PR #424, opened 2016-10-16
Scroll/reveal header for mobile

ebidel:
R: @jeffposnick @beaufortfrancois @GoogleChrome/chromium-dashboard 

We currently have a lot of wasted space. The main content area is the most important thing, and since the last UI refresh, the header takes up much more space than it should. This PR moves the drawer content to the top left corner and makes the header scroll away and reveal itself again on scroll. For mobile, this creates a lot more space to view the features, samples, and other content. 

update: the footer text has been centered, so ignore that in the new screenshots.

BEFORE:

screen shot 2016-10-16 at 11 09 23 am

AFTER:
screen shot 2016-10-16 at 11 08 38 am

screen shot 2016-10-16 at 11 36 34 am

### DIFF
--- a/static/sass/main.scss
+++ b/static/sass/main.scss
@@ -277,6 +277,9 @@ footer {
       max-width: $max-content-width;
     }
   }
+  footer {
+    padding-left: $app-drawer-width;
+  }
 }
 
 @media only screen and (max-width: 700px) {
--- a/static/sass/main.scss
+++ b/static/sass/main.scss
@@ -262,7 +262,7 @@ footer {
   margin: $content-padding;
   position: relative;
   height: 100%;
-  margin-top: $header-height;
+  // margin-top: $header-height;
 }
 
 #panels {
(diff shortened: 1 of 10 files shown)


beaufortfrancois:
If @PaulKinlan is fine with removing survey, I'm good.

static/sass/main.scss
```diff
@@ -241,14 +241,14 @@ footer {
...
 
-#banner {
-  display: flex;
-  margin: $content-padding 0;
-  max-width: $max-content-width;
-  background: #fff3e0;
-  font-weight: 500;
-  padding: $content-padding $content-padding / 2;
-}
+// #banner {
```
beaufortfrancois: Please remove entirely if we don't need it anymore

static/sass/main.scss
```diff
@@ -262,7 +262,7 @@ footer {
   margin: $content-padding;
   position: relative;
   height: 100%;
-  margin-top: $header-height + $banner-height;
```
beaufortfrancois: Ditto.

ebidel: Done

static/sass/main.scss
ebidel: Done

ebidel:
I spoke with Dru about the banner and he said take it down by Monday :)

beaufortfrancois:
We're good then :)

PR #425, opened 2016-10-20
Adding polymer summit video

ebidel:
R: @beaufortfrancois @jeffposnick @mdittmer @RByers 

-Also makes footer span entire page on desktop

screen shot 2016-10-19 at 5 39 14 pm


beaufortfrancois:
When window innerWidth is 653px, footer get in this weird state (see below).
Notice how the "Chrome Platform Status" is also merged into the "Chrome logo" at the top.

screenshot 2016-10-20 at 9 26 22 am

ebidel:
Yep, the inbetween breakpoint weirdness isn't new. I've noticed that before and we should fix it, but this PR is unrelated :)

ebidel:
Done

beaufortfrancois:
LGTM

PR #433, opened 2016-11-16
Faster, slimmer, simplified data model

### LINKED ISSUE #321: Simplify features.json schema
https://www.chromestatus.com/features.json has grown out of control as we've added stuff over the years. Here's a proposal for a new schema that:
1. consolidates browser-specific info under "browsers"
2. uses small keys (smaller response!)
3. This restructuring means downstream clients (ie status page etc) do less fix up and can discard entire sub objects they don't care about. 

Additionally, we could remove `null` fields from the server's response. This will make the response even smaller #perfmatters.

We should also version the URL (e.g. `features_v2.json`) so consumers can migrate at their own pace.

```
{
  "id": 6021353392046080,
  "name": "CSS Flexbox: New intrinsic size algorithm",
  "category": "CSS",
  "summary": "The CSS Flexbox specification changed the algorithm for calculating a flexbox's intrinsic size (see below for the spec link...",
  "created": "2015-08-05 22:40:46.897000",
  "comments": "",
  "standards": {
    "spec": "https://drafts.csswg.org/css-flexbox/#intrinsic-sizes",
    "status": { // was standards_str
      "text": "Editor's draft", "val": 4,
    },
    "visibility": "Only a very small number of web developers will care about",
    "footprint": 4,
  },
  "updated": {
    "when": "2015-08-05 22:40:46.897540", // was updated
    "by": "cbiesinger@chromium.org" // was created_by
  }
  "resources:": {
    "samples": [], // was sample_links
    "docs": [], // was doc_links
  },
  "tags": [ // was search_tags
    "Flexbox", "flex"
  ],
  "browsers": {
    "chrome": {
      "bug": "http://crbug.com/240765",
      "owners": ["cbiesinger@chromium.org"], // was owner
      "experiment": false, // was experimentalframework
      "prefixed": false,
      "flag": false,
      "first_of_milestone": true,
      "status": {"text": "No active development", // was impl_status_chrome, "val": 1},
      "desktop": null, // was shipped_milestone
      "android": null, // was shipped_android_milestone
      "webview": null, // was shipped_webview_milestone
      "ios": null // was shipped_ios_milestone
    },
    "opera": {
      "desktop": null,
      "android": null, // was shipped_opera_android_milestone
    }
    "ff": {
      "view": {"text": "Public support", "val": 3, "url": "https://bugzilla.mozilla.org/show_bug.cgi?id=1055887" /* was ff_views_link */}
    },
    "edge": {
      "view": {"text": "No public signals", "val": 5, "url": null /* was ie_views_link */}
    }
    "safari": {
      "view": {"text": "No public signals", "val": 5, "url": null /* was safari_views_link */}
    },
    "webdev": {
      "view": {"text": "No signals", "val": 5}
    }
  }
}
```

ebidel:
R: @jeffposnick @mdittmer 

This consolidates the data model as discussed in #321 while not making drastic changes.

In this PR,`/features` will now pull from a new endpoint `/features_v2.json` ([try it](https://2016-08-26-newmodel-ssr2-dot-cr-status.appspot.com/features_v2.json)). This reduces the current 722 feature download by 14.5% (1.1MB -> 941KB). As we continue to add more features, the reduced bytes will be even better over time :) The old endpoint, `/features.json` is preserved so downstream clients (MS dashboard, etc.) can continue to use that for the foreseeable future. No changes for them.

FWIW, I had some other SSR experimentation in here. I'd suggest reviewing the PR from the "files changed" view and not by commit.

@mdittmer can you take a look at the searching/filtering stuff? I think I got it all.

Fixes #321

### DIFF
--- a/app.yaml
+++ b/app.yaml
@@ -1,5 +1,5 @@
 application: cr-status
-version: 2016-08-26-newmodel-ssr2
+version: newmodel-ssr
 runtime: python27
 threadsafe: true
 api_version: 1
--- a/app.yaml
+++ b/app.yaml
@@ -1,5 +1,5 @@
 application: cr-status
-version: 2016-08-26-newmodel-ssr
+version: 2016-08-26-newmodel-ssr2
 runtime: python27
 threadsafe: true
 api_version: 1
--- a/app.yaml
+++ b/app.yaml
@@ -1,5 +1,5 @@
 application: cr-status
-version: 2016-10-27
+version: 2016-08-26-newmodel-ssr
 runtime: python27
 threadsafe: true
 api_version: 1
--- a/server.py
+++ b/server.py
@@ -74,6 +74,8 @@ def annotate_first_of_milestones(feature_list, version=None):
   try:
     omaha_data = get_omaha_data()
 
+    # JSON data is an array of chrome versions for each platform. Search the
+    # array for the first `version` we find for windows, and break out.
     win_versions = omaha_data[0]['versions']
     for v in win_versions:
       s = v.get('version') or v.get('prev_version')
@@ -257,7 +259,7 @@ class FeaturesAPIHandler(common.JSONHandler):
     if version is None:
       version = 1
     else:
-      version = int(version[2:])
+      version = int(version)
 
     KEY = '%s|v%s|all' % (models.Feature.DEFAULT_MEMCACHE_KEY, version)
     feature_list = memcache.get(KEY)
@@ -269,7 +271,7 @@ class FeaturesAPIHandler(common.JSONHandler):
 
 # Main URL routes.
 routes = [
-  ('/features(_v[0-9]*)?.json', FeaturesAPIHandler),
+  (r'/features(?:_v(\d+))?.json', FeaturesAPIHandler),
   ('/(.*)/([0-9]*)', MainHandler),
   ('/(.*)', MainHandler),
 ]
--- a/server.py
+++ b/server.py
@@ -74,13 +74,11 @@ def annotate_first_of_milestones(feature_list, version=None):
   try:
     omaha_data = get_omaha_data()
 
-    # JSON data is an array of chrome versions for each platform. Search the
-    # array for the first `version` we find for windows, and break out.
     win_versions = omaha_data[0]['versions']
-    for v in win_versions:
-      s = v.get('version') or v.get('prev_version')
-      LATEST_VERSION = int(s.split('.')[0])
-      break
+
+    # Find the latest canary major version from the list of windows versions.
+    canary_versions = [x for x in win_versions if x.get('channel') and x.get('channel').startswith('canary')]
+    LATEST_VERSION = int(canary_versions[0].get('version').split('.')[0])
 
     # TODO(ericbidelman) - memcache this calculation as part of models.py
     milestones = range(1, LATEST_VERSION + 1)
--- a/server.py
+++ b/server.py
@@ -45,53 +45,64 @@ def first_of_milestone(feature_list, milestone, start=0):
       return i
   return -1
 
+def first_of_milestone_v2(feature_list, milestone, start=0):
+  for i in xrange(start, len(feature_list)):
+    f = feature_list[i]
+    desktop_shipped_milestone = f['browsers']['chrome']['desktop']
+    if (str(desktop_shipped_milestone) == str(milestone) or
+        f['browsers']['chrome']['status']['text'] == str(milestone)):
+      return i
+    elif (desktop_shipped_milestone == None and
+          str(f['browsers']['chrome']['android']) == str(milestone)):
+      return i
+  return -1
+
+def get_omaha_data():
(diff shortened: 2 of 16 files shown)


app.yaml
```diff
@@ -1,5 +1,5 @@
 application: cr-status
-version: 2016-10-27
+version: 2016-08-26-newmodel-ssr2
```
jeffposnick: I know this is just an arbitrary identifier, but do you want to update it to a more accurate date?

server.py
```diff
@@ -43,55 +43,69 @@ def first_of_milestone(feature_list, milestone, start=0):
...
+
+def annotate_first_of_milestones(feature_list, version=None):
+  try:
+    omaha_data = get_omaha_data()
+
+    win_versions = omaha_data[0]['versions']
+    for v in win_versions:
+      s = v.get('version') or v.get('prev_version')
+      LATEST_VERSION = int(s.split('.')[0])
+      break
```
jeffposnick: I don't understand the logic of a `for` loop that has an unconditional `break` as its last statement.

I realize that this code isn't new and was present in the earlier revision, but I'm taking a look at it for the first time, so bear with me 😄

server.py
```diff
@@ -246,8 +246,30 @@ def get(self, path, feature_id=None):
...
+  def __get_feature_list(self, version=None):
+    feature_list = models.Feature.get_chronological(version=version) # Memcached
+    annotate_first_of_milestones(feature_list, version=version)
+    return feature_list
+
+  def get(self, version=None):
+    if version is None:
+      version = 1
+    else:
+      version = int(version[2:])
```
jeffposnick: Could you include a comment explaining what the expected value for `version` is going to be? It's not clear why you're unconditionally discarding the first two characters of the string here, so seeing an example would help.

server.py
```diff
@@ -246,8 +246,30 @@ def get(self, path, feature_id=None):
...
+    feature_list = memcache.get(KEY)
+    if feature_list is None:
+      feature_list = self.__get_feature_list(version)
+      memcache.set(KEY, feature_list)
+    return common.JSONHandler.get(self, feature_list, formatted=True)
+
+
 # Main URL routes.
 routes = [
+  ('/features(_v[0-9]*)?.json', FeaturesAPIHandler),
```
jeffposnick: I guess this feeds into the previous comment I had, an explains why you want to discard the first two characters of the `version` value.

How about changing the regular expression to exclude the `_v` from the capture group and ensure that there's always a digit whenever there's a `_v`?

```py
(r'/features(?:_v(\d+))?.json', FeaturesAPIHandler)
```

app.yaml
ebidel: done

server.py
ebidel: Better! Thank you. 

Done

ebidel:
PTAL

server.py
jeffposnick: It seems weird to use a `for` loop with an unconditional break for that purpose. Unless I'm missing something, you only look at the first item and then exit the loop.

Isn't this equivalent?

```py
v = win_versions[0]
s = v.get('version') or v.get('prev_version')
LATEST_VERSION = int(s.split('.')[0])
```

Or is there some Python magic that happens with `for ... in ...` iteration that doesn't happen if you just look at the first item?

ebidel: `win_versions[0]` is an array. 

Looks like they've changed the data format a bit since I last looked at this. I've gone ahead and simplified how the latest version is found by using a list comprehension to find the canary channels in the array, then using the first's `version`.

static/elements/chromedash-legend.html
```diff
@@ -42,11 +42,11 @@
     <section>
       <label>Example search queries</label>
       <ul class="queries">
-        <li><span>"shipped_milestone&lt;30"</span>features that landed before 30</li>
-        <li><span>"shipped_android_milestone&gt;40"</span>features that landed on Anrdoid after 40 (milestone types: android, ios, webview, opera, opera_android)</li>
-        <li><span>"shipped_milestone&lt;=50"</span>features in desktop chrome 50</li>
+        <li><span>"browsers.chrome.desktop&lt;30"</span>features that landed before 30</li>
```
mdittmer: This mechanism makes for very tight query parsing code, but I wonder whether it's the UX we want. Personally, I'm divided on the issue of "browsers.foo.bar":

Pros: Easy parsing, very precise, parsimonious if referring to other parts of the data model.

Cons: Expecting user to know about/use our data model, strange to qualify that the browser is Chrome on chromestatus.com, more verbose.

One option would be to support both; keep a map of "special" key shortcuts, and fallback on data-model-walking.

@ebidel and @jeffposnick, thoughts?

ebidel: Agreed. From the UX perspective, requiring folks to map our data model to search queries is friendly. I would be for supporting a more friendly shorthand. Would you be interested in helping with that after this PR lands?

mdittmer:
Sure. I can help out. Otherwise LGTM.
.....
▸ **What you have to do**:
Only the lines above starting with the one with "is an array." and going through the one with "mdittmer: This mechanism" are to be copied, word for word and with both ends kept.

▸ **Solution to this problem**:
ebidel: `win_versions[0]` is an array. 

Looks like they've changed the data format a bit since I last looked at this. I've gone ahead and simplified how the latest version is found by using a list comprehension to find the canary channels in the array, then using the first's `version`.

static/elements/chromedash-legend.html
```diff
@@ -42,11 +42,11 @@
     <section>
       <label>Example search queries</label>
       <ul class="queries">
-        <li><span>"shipped_milestone&lt;30"</span>features that landed before 30</li>
-        <li><span>"shipped_android_milestone&gt;40"</span>features that landed on Anrdoid after 40 (milestone types: android, ios, webview, opera, opera_android)</li>
-        <li><span>"shipped_milestone&lt;=50"</span>features in desktop chrome 50</li>
+        <li><span>"browsers.chrome.desktop&lt;30"</span>features that landed before 30</li>
```
mdittmer: This mechanism makes for very tight query parsing code, but I wonder whether it's the UX we want. Personally, I'm divided on the issue of "browsers.foo.bar":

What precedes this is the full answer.